# Nike Elite Style Socks



## Dejiababy (Feb 19, 2014)

Please help!! I've been reading & reading but still don't have a good answer. I recently added socks to my store due to the demand. I've tried several different socks & I'm having several issues. If I use an insert Im unhappy with the stretch of the sock! If I don't use an insert major void areas once the sock is stretched. I really need advice on the best sock & best way to pre stretch? Also I'm getting visible seams also! Please help!!!!


----------



## Resu (Oct 16, 2011)

What's your setup? Printer? Sub paper? Ink? Heat press? Socks used? 

Also put an image up so people have a visual of your problem(s).


----------



## djque (Feb 5, 2013)

Your not go really feel happy with doing socks. I use liner socks or adidas socks that I get from ross. They come out nice but not perfect. I Just deal with it. No matter what you will get void lines. It seems the thinner the the ribs the better.


----------



## Resu (Oct 16, 2011)

djque said:


> Your not go really feel happy with doing socks. I use liner socks or adidas socks that I get from ross. They come out nice but not perfect. I Just deal with it. No matter what you will get void lines. It seems the thinner the the ribs the better.

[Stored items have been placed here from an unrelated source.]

PR #613, opened 2023-04-05
Remove crams + indexes and somaliers from bucket directory

EddieLF:
This script will delete CRAMs + indexes for provided samples at the specified bucket path.

For example, if a `genome` sequence has ingested as `type: exome` and the sequence goes through alignment, a bogus CRAM is created in the `main/exome/cram/` path in the bucket. 

Context: https://github.com/populationgenomics/seqr-private/issues/73

I have to say, it seems like a data loss risk to just let this script loose in the main branch... 
Are there any additional steps or checks that should be included to mitigate risk before merging this? Or perhaps a different repo where it would be safer?

### DIFF
--- a/scripts/delete_sample_crams.py
+++ b/scripts/delete_sample_crams.py
@@ -63,6 +63,7 @@ def main(delete_path: str, somaliers: bool, samples):
     ----------
     delete_path :   a gcp path containing the crams to delete.
                         e.g. gs://cpg-project-main/exome/cram
+    somaliers   :   flag if .cram.somalier files should be deleted too
     samples     :   a list of sample ids to copy to the release bucket
     """
 
--- a/scripts/delete_sample_crams.py
+++ b/scripts/delete_sample_crams.py
@@ -1,0 +1,82 @@
+#!/usr/bin/env python3
+
+
+"""
+Given a bucket path and sample IDs, deletes cram files in
+the path for each sample listed.
+"""
+
+import logging
+import sys
+import subprocess
+import click
+
+def check_paths_exist(paths: list[str]):
+    """
+    Checks a list of gs:// paths to see if they point to an existing blob
+    Logs the invalid paths if any are found
+    """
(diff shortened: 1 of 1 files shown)


cassimons:
@lgruen: Thoughts on this?

scripts/delete_sample_crams.py
```diff
@@ -0,0 +1,93 @@
...
+    """
+
+    sample_ids = list(samples)
+
+    # Generate the paths to the crams and crais to be deleted
+    cram_paths = []
+    for sample in sample_ids:
+        cram_paths.append(f'{delete_path}/{sample}.cram')
+        cram_paths.append(f'{delete_path}/{sample}.cram.crai')
+        if somaliers:
```
MattWellie, line 77: --somaliers defaults to False, but I think this means we only get one shot at cleaning up the Somalier files at the same time:

- run for [samples]
- always add CRAM files
- [optionally add somalier files]
- all files need to exist to trigger the deletion

AFAIK this way we can never delete CRAMs first, and Somalier files separately.. should we default to clearing those up at the same time?

EddieLF: Yeah that's a good point to consider. 
Are there any other cram file extensions that might exist? I'm noticing some cram.md5 files in one of the buckets. Maybe I should just change it so that anything that looks like `<sample_id>.cram.extension` is included in the scope of deletions

cassimons:
I share @illusional's reservations here. Manual removal of crams should a) be an infrequent occurrence - it should basically only happen if data is withdrawn from a study or we have put it in the wrong project in error. and b) it is a unique opportunity for data loss as for most projects the cram will be our only copy of read-level data.

To me, the safest option would seem to be a "run once" data management script with hardcoded file paths for deletion that is committed to the seqr-private repo. A version of the script in this PR could be used to prepare the files for deletion list as described by @illusional.

PR #615, opened 2023-04-06
suppress infinite loop failure mode

MattWellie:
I introduced a bug previously which led to an infinitely repeating workflow: https://batch.hail.populationgenomics.org.au/batches/423486/jobs/2. Instead of failing after a finite number of attempts, this was manually killed after 17 hours 😬 

The max_sequential_exception_count is supposed to run down with each failed attempt to obtain the workflow state, In this instance this was set to 25 initially:

- the workflow had succeeded
- there was no issue with the workflow status endpoint
- because the status endpoint query was successful, **the counter was reset**
- the failure occurred when forming the status output message, so the loop began anew

This alters two behaviours: 

1. A concluded workflow will only print its status logging into Hail Batch once (boolean flag)
2. The counter will only reset if the WF status is succeeded

Keeping the counter reset in so as not to abort the watching of a succeeded workflow


illusional (approved):
You'll want to bumpversion this if you want it to be released

PR #624, opened 2023-05-04
Switch to chunked response encoding

lgruen:
This allows larger responses; see https://centrepopgen.slack.com/archives/C030X7WGFCL/p1683169178941719.

### DIFF
--- a/web/main.py
+++ b/web/main.py
@@ -100,7 +100,8 @@ def handler(dataset=None, filename=None):
     if blob is None:
         return abort(404, 'File was not found')
 
-    response = Response(stream_with_context(blob.download_as_text()))
+    # Stream the response to allow large files to be served.
+    response = Response(stream_with_context(blob.open('rt')))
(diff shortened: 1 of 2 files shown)


web/main.py
```diff
@@ -100,7 +100,7 @@ def handler(dataset=None, filename=None):
     if blob is None:
         return abort(404, 'File was not found')
 
-    response = Response(blob.download_as_string())
+    response = Response(stream_with_context(blob.download_as_text()))
```
illusional, line 103: I guess not, but not way we can stream without loading the whole file into memory first?

illusional (approved):

web/main.py
lgruen: Yeah, I thought the same, but wasn't sure whether a simple `open()` will work as expected. I'll give it a try.

lgruen: Seems to be working 👍

PR #627, opened 2023-05-17
update to allow .tar files to be unzipped

EddieLF:
Back to our favourite set of scripts 💯 

Just a small change to let this work on .tar as well as .tar.gz files

### DIFF
--- a/scripts/untar_gz_files.py
+++ b/scripts/untar_gz_files.py
@@ -44,11 +44,17 @@ def main(bucket: str, subdir: str, blob_name: str, outdir: str):
         os.makedirs(f'./{subdir}')
         os.makedirs(f'./{subdir}/extracted')
 
+    # Define the extraction options based on .tar or .tar.gz extension
+    if blob_name.endswith('.tar'):
+        options = '-xvf'
+    else:
+        options = '-xzvf'
+
     # Download and extract the tarball
     input_bucket.get_blob(blob_name).download_to_filename(blob_name)
     logging.info(f'Untaring {blob_name}')
     subprocess.run(
-        ['tar', '-xzf', f'{blob_name}', '-C', f'./{subdir}/extracted'],
+        ['tar', f'{options}', f'{blob_name}', '-C', f'./{subdir}/extracted'],
         check=True,
     )
     logging.info(f'Untared {blob_name}')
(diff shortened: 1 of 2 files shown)


scripts/untar_gz_files.py
```diff
@@ -44,11 +44,17 @@ def main(bucket: str, subdir: str, blob_name: str, outdir: str):
...
+        options = '-xvf'
+    else:
+        options = '-xzvf'
+
     # Download and extract the tarball
     input_bucket.get_blob(blob_name).download_to_filename(blob_name)
     logging.info(f'Untaring {blob_name}')
     subprocess.run(
-        ['tar', '-xzf', f'{blob_name}', '-C', f'./{subdir}/extracted'],
+        ['tar', f'{options}', f'{blob_name}', '-C', f'./{subdir}/extracted'],
```
MattWellie, line 57:
```suggestion
        ['tar', options, blob_name, '-C', f'./{subdir}/extracted'],
```

MattWellie (approved):
Just a nit, but it looks good

scripts/untar_gz_files.py
EddieLF: you're right, no need to f these variables!

jmarshall:
Where is this running, and what `tar` executable is present on that platform? These days it's a pretty unusual tar that won't just implicitly decompress if necessary, so usually `tar -xf {blob_name} …` will Just Work for uncompressed or `.gz` or `.bz2` or etc.

If you do want to keep it explicit, I guess I'd suggest something like

```python
if blob_name.endswith('.gz'):
    decompression = 'z'
elif blob_name.endswith('.bz2'):
    decompression = 'j'
else:
    decompression = ''

…
subprocess.run(
 ['tar', f'-x{decompression}f', f'{blob_name}', '-C', f'./{subdir}/extracted'],
```

to keep the `xf` in one place.

This PR also adds `-v` which will change what appears in any log file. Are there a few files in these tarballs or zillions (which might make this a bad addition!)? If you do keep the `-v` addition, it would be good to mention the reason for adding it in the commit message.

EddieLF:
@jmarshall Thanks for the notes John! This will be running in a Hail batch instance, the idea is to download the tar file from the cloud onto the Hail job's temporary disk, then extract the contents on disk before uploading the extracted files back into the cloud. 

So far the tars we've had to use this have only contained a handful of files each, but the script should be adaptable to future use cases so I'm going to remove the verbose option in case we do get something with zillions of files. I don't think we'll need to be explicit in the compression method either if `-xf` will handle all cases.

jmarshall:
Sounds good — I think all the images these will be running on will have a `tar` where the simple `-xf` will handle all cases, so the code can just be simple here. (In the unlikely event it did need the `z`, we'll find out very quickly!)

PR #629, opened 2023-05-30
added billing project argument to cram releaser script

EddieLF:
This is just a small change to the script that copies CRAMs into the release bucket, adding in an extra argument `billing_project`, for cases where the GCP billing project has a different name to the Metamist dataset.

### DIFF
--- a/scripts/copy_sample_cram_to_release.py
+++ b/scripts/copy_sample_cram_to_release.py
@@ -40,7 +40,7 @@ def check_paths_exist(paths: list[str]):
     return True
 
 
-def copy_to_release(project: str, paths: list[str]):
+def copy_to_release(project: str, billing_project: str, paths: list[str]):
     """
     Copy many files from main bucket paths to the release bucket with todays date as directory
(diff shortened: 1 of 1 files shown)


scripts/copy_sample_cram_to_release.py
```diff
@@ -40,24 +40,33 @@ def check_paths_exist(paths: list[str]):
...
 
-def copy_to_release(project: str, paths: list[str]):
+def copy_to_release(project: str, billing_project: str, paths: list[str]):
     """
     Copy many files from main bucket paths to the release bucket with todays date as directory
     """
     today = time.strftime('%Y-%m-%d')
     release_path = f'gs://cpg-{project}-release/{today}/'
 
     subprocess.run(
```
MattWellie, line 50: Not specifically related to this change, but can we wrap this in a try-except and report the command line error before the job dies to make this type of debugging easier in future?

MattWellie (approved):
LGTM

PR #630, opened 2023-05-30
Generic files to release

EddieLF:
This is a script which borrows a lot from the copy_sample_cram_to_release script. Reason we need a new script is because some collaborators aren't happy with receiving just CRAMs, they want the original fastq files. 

The idea here is that you create a .txt file containing the URLs of all the files you want to copy to the release bucket. 
Then, you upload this file into a bucket and specify its path in the argument to this script.

The txt file will then be downloaded onto the Hail disk, where it reads the URLs and executes copy commands on all the files into a directory with today's date in the release bucket.

One thing I'm unsure about is the text file encoding. I created a test .txt file in vscode and it defaulted to 'us-ascii' encoding, but I'm not sure if this is generally applicable. Is there a better practice?

### DIFF
--- a/scripts/copy_files_to_release.py
+++ b/scripts/copy_files_to_release.py
@@ -98,7 +98,7 @@ def main(project: str, billing_project: str, bucket: str, url_file: str):
     blob.download_to_filename(url_file)
 
     with open(url_file, 'r', encoding='ascii') as f:
-        paths = f.readlines()
+        paths = [line.rstrip() for line in f]
 
     # Check if all paths are valid and execute the copy commands if they are
     if check_paths_exist(paths):
--- a/scripts/copy_files_to_release.py
+++ b/scripts/copy_files_to_release.py
@@ -93,7 +93,7 @@ def main(project: str, billing_project: str, url_file: str):
     path_components = get_path_components_from_gcp_path(url_file)
 
     bucket = path_components['bucket']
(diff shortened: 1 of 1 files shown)


scripts/copy_files_to_release.py
```diff
@@ -0,0 +1,122 @@
...
+        file_name = os.path.join(path_components['suffix'], path_components['file'])
+
+    input_bucket = client.get_bucket(bucket)
+    blob = input_bucket.get_blob(file_name)
+    if not blob:
+        raise RuntimeError(f'No file found at url_file path {urls_file_path}')
+
+    # Download and read the file containing the links to copy into release
+    blob.download_to_filename(file_name)
+    with open(file_name, 'r', encoding='ascii') as f:
```
MattWellie, line 106: This will work fine, but if we know we're expecting a GCP file we can just read it using cloudpathlib.

```
from cpg_utils import to_path

with to_path(urls_file_path).open(encoding='utf-8') as f:
    paths = [line.rstrip() for line in f]
```

encoding-wise, so long as you're consistent with how it's written and read you'll be fine. I'm a fan of UTF-8 for unicode handling, but if you groom out any possible special characters you should be OK.

MattWellie (approved):

scripts/copy_files_to_release.py
EddieLF: This trims out a lot of the clutter. Many thanks @MattWellie!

The De Facto sneaker fiend/AAU club ballin', spoiled pre-teen and teen standard in sublimated socks is the Nike Elites. Lucky for anyone sublimating the Nike Elite is 62% polyester and with Nike's stronghold on the shoe game at all levels its a no brainer. The Adidas equivalent, Team Speed crew, has only 17% polyester, 59% acrylic, 20% nylon, 3% natural latex rubber and 1% spandex. All that said, the Adidas isn't a wise choice for sublimation. 

Cutting to the chase. Head to Champs and grab a few 3-packs of their branded Champs Sport Gear aka CSG crews and you won't be disappointed. They are 98% polyester. You can't get much better than that for the price you'll be paying.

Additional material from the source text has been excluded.